Hmm, I agree that making a change to the user's system is a something that should be avoided, I am considering it because -

  1. It means one less step for a user after they install gnome-shell-extension-appindicator. Thats because when its installed, it is installed 'disabled'. Is it unreasonable to turn it on ?
  2. While we think the word 'ENABLED' is hard wired, how is that going to work in languages that don't use Roman character sets ? Arabic, Chinese etc ?

Concentrating on the second point, thats the big one. I have tried to run eg LANG=es_ES.UTF-8 gnome-extensions info xxx [enter] But it still comes out in English. My tomboy-ng switches to Spanish and I expected gnome-extensions to as well. Obviously, I need do more than that. Don't know what.

I have tried to look up the source code, but its buried in the gnome shell project, totally beyond me.

Davo

davidbannon commented 3 years ago

Oh, am I having a bad day !

Sorry salvadorbs, I just noticed that you posted a link to the gnome-extensions code that I could not find ! Well done and thanks. And, as you note, looks like "ENABLED" really is hardwired. Thats a very strange thing to do ....

I think I will do it that way after all. But not tonight, its already too late !

Davo

salvadorbs commented 3 years ago

Sorry salvadorbs, I just noticed that you posted a link to the gnome-extensions code that I could not find ! Well done and thanks.

No problem 😄

And, as you note, looks like "ENABLED" really is hardwired.

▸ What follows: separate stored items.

Issue #3349, opened 2024-02-02
Skip `JOIN` for predicates that compare the primary key of a `@ManyToOne` relationship


scordio:
Given the following entities:

```java
@Entity
class Author {

  @Id @GeneratedValue(strategy = GenerationType.AUTO)
  private Long id;

  private String name;

  // getters and setters omitted
}

@Entity
class Book {

  @Id @GeneratedValue(strategy = GenerationType.AUTO)
  private Long id;

  private String name;

  @ManyToOne(fetch = FetchType.LAZY)
  private Author author;

  // getters and setters omitted
}
```

and the following repository:

```java
interface BookRepository extends Repository<Book, Long> {

  Book save(Book book);

  List<Book> findAllByAuthorId(Long authorId);

}
```

`findAllByAuthorId` seems to trigger an unnecessary JOIN.

I initially noticed this behavior on Spring Boot 2.7.14 with DB2 for z/OS so I tried to reproduce it locally on newer Spring Boot versions.

Surprisingly, 3.0.x and 3.1.x seem to work properly, i.e., no unnecessary JOIN, while the JOIN is back again on 3.2.x and 3.3.x. That's why I mentioned it as a regression in the title.

Here are the derived queries for each Spring Boot version with an H2 database, captured with P6Spy:

### [2.7.18](https://github.com/scordio/spring-boot-playground/actions/runs/7766870886/job/21183160001#step:4:129)

```sql
select book0_.id as id1_1_, book0_.author_id as author_i3_1_, book0_.name as name2_1_ from book book0_ left outer join author author1_ on book0_.author_id=author1_.id where author1_.id=1;
```

### [3.0.13](https://github.com/scordio/spring-boot-playground/actions/runs/7766873160/job/21183164672#step:5:126)

```sql
select b1_0.id,b1_0.author_id,b1_0.name from book b1_0 where b1_0.author_id=1;
```

### [3.1.8](https://github.com/scordio/spring-boot-playground/actions/runs/7766873160/job/21183164745#step:5:124)
```sql
select b1_0.id,b1_0.author_id,b1_0.name from book b1_0 where b1_0.author_id=1;
```

### [3.2.2](https://github.com/scordio/spring-boot-playground/actions/runs/7766873160/job/21183164815#step:5:124)
```sql
select b1_0.id,b1_0.author_id,b1_0.name from book b1_0 left join author a1_0 on a1_0.id=b1_0.author_id where a1_0.id=1;
```

[...]

Issue #3307, opened 2024-01-09
Unable to locate Attribute with the given name on parametrized supertype


HVollmilch:
Hi there,

during the update to spring boot 3.x i encountered some issues related to generic types used in entities. I reported a bug in hibernate-core ([Jira](https://hibernate.atlassian.net/jira/software/c/projects/HHH/issues/HHH-17405)), which was fixed as part of spring boot 3.2.1 (hibternate 6.4.1) but now my jpa repositories are the next ones, that are not happy with my implementation. 

Lets assume we have 2 abstract classes Parent and Child, that know each other

```
@Data
@MappedSuperclass
public abstract class Parent<C extends Child<?>> {

    @OneToMany(mappedBy = "parent", cascade = CascadeType.ALL, fetch = FetchType.LAZY, orphanRemoval = true)
    private List<C> children = new LinkedList<>();

    public abstract Long getId();

    public abstract void setId(Long id);

}

@Data
@MappedSuperclass
public abstract class Child<P extends Parent<?>> {

    @Id
    @GeneratedValue(strategy = GenerationType.IDENTITY)
    private Long id;

    @ManyToOne(optional = false)
    private P parent;

}
```

And we have multiple implementations of them

```
@Data
@Entity
public class ParentA extends Parent<ChildA> {

    @Id
    @GeneratedValue(strategy = GenerationType.IDENTITY)
    private Long id;

}

@Data
@Entity
public class ParentB extends Parent<ChildB> {

    @Id
    private Long id;

}

@Data
@Entity
public class ChildA extends Child<ParentA> {
}

@Data
@Entity
public class ChildB extends Child<ParentB> {
}

```

The ids of the parents are not specified in the abstract class cause i need different generation strategies depending on the specific type.

And then we have a repository interface for children, all specific-type-repositories are inheriting:

```
@NoRepositoryBean
public interface ChildRepository<C extends Child<?>> extends JpaRepository<C, Long> {

    boolean existsByIdAndParentId(Long id, Long parentId);

}
```

I will work with this ChildRepository in an abstract service.

If i try to execute the "extistsByIdAndParentId" method, i'll get the following exception
`Caused by: java.lang.IllegalArgumentException: Unable to locate Attribute with the given name [id] on this ManagedType [com.hibernate.data.core.Parent]`

But this kind of inheritance worked in my previous version using spring boot version 2.6.1

I've attached a application of this simplified usecase, where you can recreate my problem
[...]

PR #3374, opened 2024-02-19
Use implicit join to create Predicate if possible

quaff:
Fix GH-3349


quaff:
It should fix GH-3274 and GH-3307 also.

christophstrobl:
Thank you @quaff! Would you mind adding some tests to verify the behaviour?

quaff:
> Thank you @quaff! Would you mind adding some tests to verify the behaviour?

I'm trying.

quaff:
@christophstrobl Could you point out which existing test assert on generated sql?

quaff:
> > Thank you @quaff! Would you mind adding some tests to verify the behaviour?
> 
> I'm trying.

@christophstrobl Done!

quaff:
see https://docs.jboss.org/hibernate/orm/current/userguide/html_single/Hibernate_User_Guide.html#hql-implicit-join

quaff:
There is a subtle change by this PR, since implicit join will use inner join, then `IS_NULL` will require `ManyToOne` relation entity exists but property of that entity is null, before this commit, it imply relation entity is null or property of entity is null. It's easy to keep the behavior as before, but I doubt it's right to do that.

Issue #3388, opened 2024-03-01
Add CI build against Hibernate 6.2


mp911de:
Hibernate 6.2.x is a LTS version that we want to verify our build against.

PR #3390, opened 2024-03-04
Add build profile for hibernate 6.2.x

christophstrobl:
Resolves: #3388 
should also be back ported to _3.2.x_ (_3.1.x_ is based on hibernate 6.2).


pom.xml
```diff
@@ -69,6 +70,18 @@
...
 			</repositories>
 		</profile>
+		<profile>
+			<id>hibernate-62</id>
+			<properties>
+				<hibernate>${hibernate-62}</hibernate>
+			</properties>
+			<dependencies>
+				<dependency>
+					<groupId>jakarta.persistence</groupId>
```
mp911de, line 80: What breaks if you omit the JPA spec?

christophstrobl: the querydsl plugin

mp911de:

PR #3400, opened 2024-03-15
Replace links to the Java EE JPA Spec with ones to the Jakarta Persistence Spec

AlexElin:
Replace links to the Java EE JPA Spec with ones to the Jakarta Persistence Spec.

Thats a very strange thing to do ....

Yeah, it is quite strange and questionable strategy (why hard code !?). Either way, we can use it to our advantage!

I think I will do it that way after all. But not tonight, its already too late !

Eheh. For today, I don't bother you anymore! 😃

davidbannon commented 3 years ago

OK, yet another approach. And perhaps, a good one ?

The list command to gnome-extensions will take a switch, --enabled, to tell it just to list enabled plugins. Its not translated in any way so safe to use. And has the added benefit that we can use it to list all installed plugins so its possible to identify when the user has installed but not enabled.

Could even then ask user if they want it enabled (but I have not yet coded that up, think I will, easier than describing the manual way to do it).

Its checked in now, superficially tested on Debian and Fedora. Works, no memory leaks.

I would value your opinion.

Davo

salvadorbs commented 3 years ago

I can confirm that it also works on Ubuntu 20.10. Good work! 😄

P.S.: Sorry for late

davidbannon commented 3 years ago

OK, we'll call this done. I've used this approach in tomboy-ng, hope salvadorbs got something from it too.